5e) the community from own place by selected very big factions, the community corresponding to largest random movement probability moves, and obtains society's area code at selected very big factions place in current iteration;
5f) all very big factions are judged whether to obtain society's area code at its place, if so, perform step 5g), otherwise, execution step 5b);
5g) to all very big factions, judge that the society's area code whether society's area code at its place calculate with last iteration is identical, if so, execution step (6), otherwise, execution step 5b);
Step 6, obtains the community network node in each community.

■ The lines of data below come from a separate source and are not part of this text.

PR #22, opened 2023-02-06
 Add node affinity feature enhancements  REP

larrylian:
The value of introducing the Labels mechanism for scheduling was discussed in this REP（[Add labels mechanism] #13 ） before. NodeAffinity is now discussed separately from this REP.

In fact, everyone should know about NodeAffinity before. I think we can reach an agreement on the following points in this REP.

- [ ] Agreed on API format
- [ ] The main implementation plan is agreed
- [ ] Ask specific single-point questions, and then discuss and reach a consensus
- [ ] Some specific details can be discussed during the coding process.

### DIFF
--- a/reps/2023-02-03-node-affinity-feature-enhancements.md
+++ b/reps/2023-02-03-node-affinity-feature-enhancements.md
@@ -1,0 +1,437 @@
+## Summary
+### General Motivation
+
+The current node affinity feature is relatively simple, it can only support affinity with one node. 
+Many general functions cannot be supported.
+
+Current node affinity feature don't support functions:
+1. Don't support affinity to a batch of nodes. Current only support affinity to one node.
+2. Don't support anti-affinity to a node of a batch of nodes. 
+3. Don't support to classify nodes by labels, and then affinity or anti-affinity to a certain type of nodes.
+4. Don't support affinity/anti-affinity to nodes by node ip or node name. Current only support node id identification.
+
+This REP is to solve the above problems.
+
+
+### Should this change be within `ray` or outside?
+
+Yes, this will be a complement to ray core's ability to flexibly schedule actors/tasks/node.
+
+## Stewardship
+### Required Reviewers
+ 
+@ericl @stephanie-wang @wumuzi520 SenlinZhu @Chong Li  @scv119 (Chen Shen) @Sang Cho @jjyao (Jiajun Yao) @Yi Cheng
+### Shepherd of the Proposal (should be a senior committer)
+@scv119 (Chen Shen)
+
+## Design and Architecture
+
+### Brief idea
+1. Introduct the concept of the static labels of nodes. Add static labels to nodes(only be set on node start), used to classify nodes. Labels(key, value) = Map<String, String>
+2. Improve the expression of NodeAffinity to support affinity\anti-affinity and labels expressions.
+3. The actual principle of NodeAffinitySchedulingStratgy is. According to the label matching expression in the strategy, traverse and search for LabelsResource of all nodes. Pick out nodes that meet the expression requirements.
+
+
+![NodeAffinity Concept](https://user-images.githubusercontent.com/11072802/217133358-19ddc916-bf15-4f69-96e1-9cbd157b0e1d.png)
+
+Scheduling Policy | Label Owner | Label select operator
+-- | -- | --
+NodeAffinity | Node | in, not_in, exists, does_not_exist
+
+### API Design
+
+**The apis of actors/nodes add labels**  
+This interface is already very simple, so we will not set up multiple solutions for everyone to discuss.
+```python
+#  Node add static labels. 
+ray start ... --labels={"location": "dc_1"}
+
+# Dynamically updating node labels is not implemented now, and will be considered in the second stage.
+```
+
+**The apis of the actor-affinity/node-affinity scheduling.**  
+
+**Option 1: Simplify through syntactic sugar**
+
+
+```python
+# Scheduled to a node with a specific IP.
+actor_1 = Actor.options(
+        scheduling_strategy=node_affinity(label_in(key="node_ip", values=["xxx.xxx.xx.xx"], is_soft=false))
+    ).remote()
+
+# Try to schedule to the node with A100/P100 graphics card. If not, schedule to other nodes.
+actor_1 = Actor.options(
+        scheduling_strategy=node_affinity(label_in("gpu_type", ["A100", "P100"], is_soft=true))
+    ).remote()
+
+# Do not schedule to the two nodes whose node id is "xxxxxxx"\"aaaaaaaa".
+actor_1 = Actor.options(
+        scheduling_strategy=node_affinity(label_not_in("node_id", ["xxxxxxx", "aaaaaaaa"], is_soft=false))
+    ).remote()
+
+# Schedule to the node with the key label exist "gpu_type".
+actor_1 = Actor.options(
+        scheduling_strategy=node_affinity(label_exist("gpu_type"))
+    ).remote()
+
+# Don't schedule to the node with the key label exist "gpu_type".
+object_ref = Task.options(
+        scheduling_strategy=node_affinity(label_does_not_exist("gpu_type", is_soft=false))
+    ).remote()
+
+# Multiple label expressions can be filled in at the same time, and the relationship between the expressions is "and". The dispatch must satisfy each expression.
+# The actual meaning of this expression is that it must be scheduled to a node with a GPU, and as much as possible to a node with a GPU of the A100 type.
+actor_1 = Actor.options(
+        scheduling_strategy=node_affinity([
+            label_in("gpu_type", ["A100"], true),
+            label_exists("gpu_type", false)
+        ])
+    ).remote()
+
+# Note: This api is old. The old api will still be kept for compatibility with old users.
+actor_1 = Actor.options(
+    scheduling_strategy=NodeAffinitySchedulingStrategy(
+        node_id=ray.get_runtime_context().node_id,
+        soft=False,
+    )
+).remote()
+
+def node_affinity(...):
+    ...
+    return NodeAffinitySchedulingStrategy(...)
+
+def label_in(key, values, is_soft=false):
+    ...
+    return LabelMatchExpression(...)
+
+def label_not_in(key, values, is_soft=false):
+    ...
+    return LabelMatchExpression(...)
+
+def label_exists(key, is_soft=false):
+    ...
+    return LabelMatchExpression(...)
+
+def label_does_not_exist(key, is_soft=false):
+    ...
+    return LabelMatchExpression(...)
+
+```
+
+**Option 2: another syntactic sugar** 
+
+Personally, I think this Option is not as good as the above Option 1.  
+The label_in(key, values, is_soft) form of option 1 is more understandable and better than the form of ("location", LabelMatchOperator.IN, ["dc_1"], false).
+```python
+actor_1 = Actor.options(
+        scheduling_strategy=NodeAffinity([
+            ("node_ip", LabelMatchOperator.IN, ["xxx.xxx.xx.xx"], is_soft=false),
+    ).remote()
+
+actor_1 = Actor.options(
+        scheduling_strategy=NodeAffinity([
+            ("node_id", LabelMatchOperator.NOT_IN, ["xxxxxxx", "aaaaaaaa"], is_soft=true),
+    ).remote()
+
+object_ref = Task.options(
+        scheduling_strategy=NodeAffinity([
+            ("gpu_type", LabelMatchOperator.IN, ["A100"], is_soft=true),
+            ("gpu_type", LabelMatchOperator.Exist)).
+    ).remote()
+```
+
+**Option 3: Java-like form**  
+
+This form is similar to Java's syntax. The downside is that it's a bit complicated.
+```python
+SchedulingStrategyT = Union[None, str,
+                            PlacementGroupSchedulingStrategy,
+                            NodeAffinitySchedulingStrategy]
+
+class NodeAffinitySchedulingStrategy:
+    def __init__(self, match_expressions: List[LabelMatchExpression]):
+        self.match_expressions = match_expressions
+
+class LabelMatchExpression:
+    """An expression used to select instance by instance's labels
+    Attributes:
+        key: the key of label
+        operator: IN、NOT_IN、EXISTS、DOES_NOT_EXIST,
+                  if EXISTS、DOES_NOT_EXIST, values set []
+        values: a list of label value
+        soft: ...
+    """
+    def __init__(self, key: str, operator: LabelMatchOperator,
+                 values: List[str], soft: bool):
+        self.key = key
+        self.operator = operator
+        self.values = values
+        self.soft = soft
+
+actor_1 = Actor.options(scheduling_strategy=NodeAffinitySchedulingStrategy([
+                LabelMatchExpression(
+                    "node_ip", LabelMatchOperator.IN, ["xxx.xxx.xx.xx"], False)
+            ])).remote()
+
+actor_1 = Actor.options(scheduling_strategy=NodeAffinitySchedulingStrategy([
+                LabelMatchExpression(
+                    "gpu_type", LabelMatchOperator.IN, ["A100"], True),
+                LabelMatchExpression(
+                    "gpu_type", LabelMatchOperator.EXISTS, None, False)
+            ])).remote()
+```
+
+**Option 4: Like sql**  
+
+This solution is not recommended.  
+This method needs to parse SQL, and the workload will be much larger.  
+And users often write wrong sql when using it.
+```python
+# NodeAffinity use case
+actor_1 = Actor.options(
+        scheduling_strategy=NodeAffinity("gpu_type in [A100, T100]")
+    ).remote()
+```
+
+### Example
+
+**1. Affinity to the node of the specified Instance.**  
+```
+# m6in.2xlarge 8C32G instance node
+ray start ... --labels={"instance": "m6in.2xlarge"}
+
+# m6in.large 2C8G instance node
+ray start ... --labels={"instance": "m6in.large"}
+
+actor_1 = Actor.options(
+        scheduling_strategy=node_affinity(label_in(key="instance", values=["m6in.large"], is_soft=false))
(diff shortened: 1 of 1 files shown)


ericl:
This REP seems like it would be blocked on the autoscaler / GCS refactoring proposal, right @scv119 ? Do we need to have that out first before reviewing this one?

reps/2023-02-03-node-affinity-feature-enhancements.md
```diff
@@ -0,0 +1,367 @@
...
+  absl::flat_hash_map<string, absl::flat_hash_map<string, absl::flat_hash_map<string, string>>> labels;
+}
+```
+
+2. When a node registers with GCS and broadcasts to all nodes, add the static labels information to NodeResources.
+
+3. Scheduling optimization through Labels  
+Now any node raylet has node static labels information for all nodes.  
+when NodeAffinity schedules, if it traverses the Labels of each node, the algorithm complexity is very large, and the performance will be poor.   
+** Therefore, it is necessary to generate a full-cluster node labels index table to improve scheduling performance. </b>
```
ericl, line 280: What's the index strategy for the more complex expressions such as negation and containment? I wonder if we need to cache the list of valid nodes per task/expression to avoid O(n^2) scheduling slowdowns with many nodes and tasks.

larrylian:
> This REP seems like it would be blocked on the autoscaler / GCS refactoring proposal, right @scv119 ? Do we need to have that out first before reviewing this one?

Thanks for checking it so quickly, Now i'm still just a draft, i finished it today, and i'll @you to help review it.

reps/2023-02-03-node-affinity-feature-enhancements.md
larrylian: This tag indexing strategy is actually very simple, I added it in the REP. The tag index only needs to get the nodes with these key&values.
image

reps/2023-02-03-node-affinity-feature-enhancements.md
```diff
@@ -0,0 +1,399 @@
...
+
+**The apis of the actor-affinity/node-affinity scheduling.**  
+
+**Option 1: Simplify through syntactic sugar**
+
+
+```python
+# Scheduled to a node with a specific IP.
+actor_1 = Actor.options(
+        scheduling_strategy=node_affinity(label_in(key="node_ip", values=["xxx.xxx.xx.xx"], is_soft=false))
```
stephanie-wang, line 60: Minor, but seems like we don't really need the `node_affinity` wrapper here?

reps/2023-02-03-node-affinity-feature-enhancements.md
```diff
@@ -0,0 +1,399 @@
...
+
+# Note: This api is old. The old api will still be kept for compatibility with old users.
+actor_1 = Actor.options(
+    scheduling_strategy=NodeAffinitySchedulingStrategy(
+        node_id=ray.get_runtime_context().node_id,
+        soft=False,
+    )
+).remote()
+
+def node_affinity(...):
```
stephanie-wang, line 100: Instead of introducing a new `node_affinity` wrapper, we can just swap out the `NodeAffinitySchedulingStrategy` implementation to use labels instead.

reps/2023-02-03-node-affinity-feature-enhancements.md
```diff
@@ -0,0 +1,399 @@
...
+
+Because NodeInfo originally had a mechanism to synchronize to the entire cluster. So there is no need to modify too much code.
+
+4. Scheduling optimization through Labels 
+
+Now any node raylet has node static labels information for all nodes.  
+when NodeAffinity schedules, if it traverses the Labels of each node, the algorithm complexity is very large, and the performance will be poor.   
+<b> Therefore, it is necessary to generate a full-cluster node labels index table to improve scheduling performance. </b>
+
+The label index table is only used to obtain which nodes have this key and value. The complexity of this algorithm is O(1).
```
stephanie-wang, line 296: If there are multiple expressions to match, I think it will be O(kN) (k = num expressions, N = nodes), though, right?

reps/2023-02-03-node-affinity-feature-enhancements.md
```diff
@@ -0,0 +1,399 @@
...
+3. When using Labels to build a Labels index table, you need to parse the resources key.
+
+**DisAdvantages:**
+1. Labels unlike cpu resource these are numeric types. Compared with the above scheme. This will destroy the concept of coustrom resouce.
+2. Actor and Task are isolated by namespace. It is difficult to isolate through namespace if adding custom_resource.
+2. The Label index table of all nodes can be constructed from the ActorLabels information of each node. If you use Custom Resource, this requires parsing the resource_key and doing a lot of string splitting which will cost performance.
+3. If custom_resource happens to be the same as the spliced string of labels. Then it will affect the correctness of scheduling.
+
+### AutoScaler adaptation
+I understand that the adaptation of this part of AutoScaler should not be difficult. Now NodeAffinity is just one more scheduling strategy. Just follow the existing implementation of AutoScaler and adapt to the current strategy.
```
stephanie-wang, line 372: This proposal is more advanced than the autoscaling for NodeAffinity.

NodeAffinity is only used for nodes that are already in the cluster, so I believe the only change there was to make sure that the autoscaler didn't mistakenly start additional nodes for a queued task that wouldn't actually be able to be scheduled there.

Since this proposal is for more flexible labels, we will need the autoscaler to be aware of which nodes it should add or remove from the cluster based on the label constraints of queued tasks. So this actually is something the proposal should cover. Specifically:
- what API changes do we need at the cluster config level and for the interface between the autoscaler and the GCS?
- what will the autoscaler policy look like?
- Handling scalability issues? (If an application uses too many different label policies, we'll have to report these in the task load)

reps/2023-02-03-node-affinity-feature-enhancements.md
```diff
@@ -0,0 +1,399 @@
...
+  ...
+  // The user-provided identifier or name for this node.
+  string node_name = 12;
+  // The static labels of nodes.
+  map<String, String> labels = 13;
+}
+```
+2. Add the labels data structure to the resource synchronization data structure(NodeResources). 
+```
+NodeResources {
```
stephanie-wang, line 274: Wouldn't we need to add the label shapes requested by tasks to the ResourceRequests?

stephanie-wang (commented):
This looks great, thanks for putting it together!

The main comment we should resolve before approval is about the autoscaling implementation. Ideally we would not block this REP on the autoscaler refactor, but it depends on the complexity of this design. Could you address the comment I left about this, and then we can better determine order of operations?

The other question I had is about semantics for "soft". Can you confirm that soft only considers cluster feasibility of a request's label constraints? I.e., it would still schedule a task to a feasible node even if the node has high load?

reps/2023-02-03-node-affinity-feature-enhancements.md
ericl: Yeah I don't think this is quite so simple. The autoscaler runs emulated bin-packing to determine what types of nodes it needs to add to the cluster. For example, suppose a user requests {"dc": "zone-1"}. Then, the autoscaler will need to run its bin packing routine with this request and node labels in mind, in order to determine the nodes to launch: https://github.com/ray-project/ray/blob/master/python/ray/autoscaler/_private/resource_demand_scheduler.py

As you can see, the logic is algorithmically complex.

My assessment is that we probably need to refactor the autoscaler to unify this bin packing routine with the C++ implementation, to avoid having to write label affinity evaluation in both Python and C++.

reps/2023-02-03-node-affinity-feature-enhancements.md
larrylian: The benefits of wrapping with node_affinity here are as follows:
1. The label representation in node_affinity can be multiple. So it needs to be wrapped with node_affinity
```
# Multiple label expressions can be filled in at the same time, and the relationship between the expressions is "and". The dispatch must satisfy each expression.
# The actual meaning of this expression is that it must be scheduled to a node with a GPU, and as much as possible to a node with a GPU of the A100 type.
actor_1 = Actor.options(
        scheduling_strategy=node_affinity([
            label_in("gpu_type", ["A100"], true),
            label_exists("gpu_type", false)
        ])
    ).remote()
```
2. After actor_affinity also intends to introduce label expressions. At that time, actor_affinity & node_affinity can reuse the four expressions label_in\label_exist at the same time. The code implementation can be more concise and easier for users to understand.
```
Actor.options(
        scheduling_strategy=node_affinity(label_in(key="node_ip", values=["xxx.xxx.xx.xx"], is_soft=false)).remote()

Actor.options(
        scheduling_strategy=actor_affinity(label_in(key="actor_type", values=["dog"], is_soft=false)).remote()

```

reps/2023-02-03-node-affinity-feature-enhancements.md
larrylian: Same as above explanation. Label expressions are planned to be used in more places in the future. For example, ActorAffinity or get a batch of nodes through label. So it's better to wrap it with node_affinity/NodeAffinitySchedulingStrategy here. Then the label indicates that it can be reused in multiple places.
```
# get a batch of nodes through label.
Nodes = GetNodeInfoByLabel([label_in("zone", ["usa", "china"])
```

reps/2023-02-03-node-affinity-feature-enhancements.md
larrylian: Yes, In a scene with many expressions, each time an expression is processed, fewer and fewer nodes meet the requirements. Performance is good.

reps/2023-02-03-node-affinity-feature-enhancements.md
larrylian: This is for synchronizing the Node Labels information to each raylet node in the Raylet scheduling mode.
1. Putting it in NodeResources can reuse the existing resource synchronization mechanism without creating a new label synchronization mechanism
2. Adding labels here can also allow ActorAffinity to reuse this mechanism.
3. Under the Raylet scheduling mechanism, after the scheduling is completed, the local node needs to confirm whether the final resources meet the requirements. So it is convenient to put it here for final confirmation.

larrylian:
@scv119  @ericl @stephanie-wang 
1. We understand that you also have demands for Runtime Env acceleration, and I have also added a proposal to use Node Labels to achieve Runtime Env acceleration, you can take a look.

2. Do you have any comments on the two REPs Node affinity and Actor Affinity? Can you help advance the progress of these two REPs? This way I can start developing as soon as possible.

 Use Node Labels to achieve Runtime Env acceleration:  
image

reps/2023-02-03-node-affinity-feature-enhancements.md
```diff
@@ -0,0 +1,437 @@
...
+
+Scheduling Policy | Label Owner | Operator
+-- | -- | --
+nodeAffinity | NODE | In, NotIn, Exists, DoesNotExist, Gt, Lt
+podAffinity | POD | In, NotIn, Exists, DoesNotExist
+podAntiAffinity | POD | In, NotIn, Exists, DoesNotExist
+
+
+### what's the alternative to achieve the same goal?
+** Option 3: putting Labels into the custom resource solution  **
```
jjyao, line 343: Not necessarily saying that I'm proposing this but have we considered label being a k-v pair vs a string. Does a string label have the same expressiveness as a k-v label? A good thing of string label is that it can be easily implemented as custom resources internally.

larrylian: @jjyao 

>have we considered label being a k-v pair vs a string?
We should have discussed this before, and now the form of key-value should refer to the best form of other excellent experience.

1. The (key-value) labels mechanism of K8s is one of the highlights of K8s and has been recognized by countless people.
2. The key-value is simple and can be accepted by users naturally. But at the same time a certain flexibility can be submitted. For example: {gpu_type: "A100"} , {gpu_type: "T100"} . This setting is very natural and intuitive. But if it is replaced by a string: {"gpu_type@A100"},{"gpu_type@T100"}. It will be a little troublesome for users.

> implemented as custom resources internally

This issue has been discussed before. NodeAffinity uses custom_resource internally. Wouldn't be a good solution. It not only destroys the semantics of the original custom_resouce, but also the code implementation will be more complicated (1+1)> 2.

https://github.com/ray-project/enhancements/pull/13/files?short_path=5ae2129#diff-5ae21290dd6f2483719e2557543e9335c1867bea3d1f1cfe516e269d0bd9bc12

image

reps/2023-02-03-node-affinity-feature-enhancements.md
```diff
@@ -0,0 +1,437 @@
...
+### Should this change be within `ray` or outside?
+
+Yes, this will be a complement to ray core's ability to flexibly schedule actors/tasks/node.
+
+## Stewardship
+### Required Reviewers
+ 
+@ericl @stephanie-wang @wumuzi520 SenlinZhu @Chong Li  @scv119 (Chen Shen) @Sang Cho @jjyao (Jiajun Yao) @Yi Cheng
+### Shepherd of the Proposal (should be a senior committer)
+
```
zhe-thoughts, line 25: This is a required piece of information. I suggest @scv119

reps/2023-02-03-node-affinity-feature-enhancements.md
```diff
@@ -0,0 +1,437 @@
+## Summary
+### General Motivation
+
+The current node affinity feature is relatively simple, it can only affinity with one node.
```
zhe-thoughts, line 4: "it can only affinity" -> "it can only support affinity"

reps/2023-02-03-node-affinity-feature-enhancements.md
scv119: i think that's option2 right?

jjyao: Not exactly. Option 2 doesn't have `label_in` etc?

reps/2023-02-03-node-affinity-feature-enhancements.md
```diff
@@ -0,0 +1,437 @@
...
+```
+NodeResources {
+  ResourceRequest total;
+  ResourceRequest available;
+  /// Only used by light resource report.
+  ResourceRequest load;
+  /// Resources owned by normal tasks.
+  ResourceRequest normal_task_resources
+  /// Map<label_type, Map<namespace, Map<label_key, Map<label_value, ref_count>>>> Actors/Tasks/Nodes labels information
+  absl::flat_hash_map<string, absl::flat_hash_map<string, absl::flat_hash_map<string, absl::flat_hash_map<string, int>>>> labels;
```
scv119, line 282: For node affinity where the node labels are static, we don't need this complicated labels data structure, but only `map<String, String> labels` is sufficient?

reps/2023-02-03-node-affinity-feature-enhancements.md
scv119: Since ResourceRequest is also used for autoscaling, seemingly we need to add label requests as well.

reps/2023-02-03-node-affinity-feature-enhancements.md
larrylian: @jjyao  Do you mean "scheduling_strategy = NodeAffinitySchedulingStrategy([label_in("zone", ["usa", "china"]])?  

NodeAffinitySchedulingStrategy is replaced by node_affinity mainly for more concise and language style more in line with python.

reps/2023-02-03-node-affinity-feature-enhancements.md
larrylian: Yes. map<String, String> labels is sufficient.  Here we can use a concise data structure first. Change it later when we need to expand.

reps/2023-02-03-node-affinity-feature-enhancements.md
larrylian: Agree . I will add it.

reps/2023-02-03-node-affinity-feature-enhancements.md
larrylian: done

reps/2023-02-03-node-affinity-feature-enhancements.md
scv119: @larrylian we can stick with NodeAffinitySchedulingStrategy for the first version, and improve that in a separate PR.

larrylian: @scv119  Do you mean "scheduling_strategy = NodeAffinitySchedulingStrategy([label_in("zone", ["usa", "china"]])" ?    
It's ok to do that。

reps/2023-02-03-node-affinity-feature-enhancements.md
larrylian: Ok I'll try to update a rough design by next week

rkooo567:
oh I think it is the same comment as https://github.com/ray-project/enhancements/pull/22#discussion_r1101633839 actually. So I believe it is addressed

reps/2023-02-03-node-affinity-feature-enhancements.md
```diff
@@ -0,0 +1,564 @@
...
+### If the Match Expression Cannot be satisfied
+If the matching expression cannot be satisfied, The actor/task will be add to the pending queue. Util the matching expression all be statisfied.
+
+1. resources are enough, but node_id of affinity don't exist. -> throw exception, compatible with current behavior 
+
+2. resources are enough, but labels affinity  cannot be satisfied? -> Hang & report schedule failed event and detail unstaisfed reason to exposed to users
+
+3. labels affinity can be satisfied, but resources are not enough? -> Hang & report schedule failed event and detail unstaisfed reason to exposed to users
+
+4. both labelsaffinity and resources are not satisfied? -> Hang & report schedule failed event and detail unstaisfed reason to exposed to users
```
jjyao, line 329:
```suggestion
4. both labels affinity and resources are not satisfied? -> Hang & report schedule failed event and detail unstaisfed reason to exposed to users
```

jjyao (approved):

reps/2023-02-03-node-affinity-feature-enhancements.md
larrylian: done

rkooo567 (approved):

zhe-thoughts (approved):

Very big factions with in each community of all community network node replacements in very big factions, obtain the community network node in each community.
Effect of the present invention can be further described by following emulation experiment.
1, simulated conditions:
Emulation of the present invention is under Intel (R) Xeon (R) CPU, the hardware environment of 4G internal memory and the development environment of Eclipse 3.2, realizes that program carries out with Java language.Emulation experiment is used data from true community network Zachary ' s Karate club network, node in club's network represents clubbite, social interaction between the line-up of delegates of limit, Zachary ' s Karate club network includes 34 members and 78 limits altogether.
2, emulation content:
In conjunction with the community discovery method based on factions' random walk of the present invention, Zachary ' s Karate club network is carried out to community discovery, finally obtain the community network node in each community.
3. analysis of simulation result:
Fig. 3 is the analogous diagram to Zachary ' s Karate club network.Numbering in Fig. 3 in circle represents node, and wherein, node 1,2,3,4,5,6,7,8,9,10,11,12,13,14,17,18,20,22 belongs to community 1. Node 3,9,15,16,19,21,23,24,25,26,27,28,29,30,31,32,33,34 belongs to community 2, wherein node 3 and node 9 are overlapping nodes of community 1 and community 2, and the present invention can obtain the community discovery result of network as can be seen here.